» **EXERCISE**
Return only those lines of the records below in which "value" appears.

[Saved data entries]
★ ★ ★ ★

Issue #2362, opened 2022-09-05
Select text-by broken if value-by isn't empty


Luffyyy:
**Vuestic-ui version:** 1.4.10

Basically the select will show the value rather than text-by's text, possibly due to relying on the value-by.

**Steps to reproduce**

★ ★ ★ ★

» **RESPONSE TO THIS EXERCISE**
Select text-by broken if value-by isn't empty
Basically the select will show the value rather than text-by's text, possibly due to relying on the value-by.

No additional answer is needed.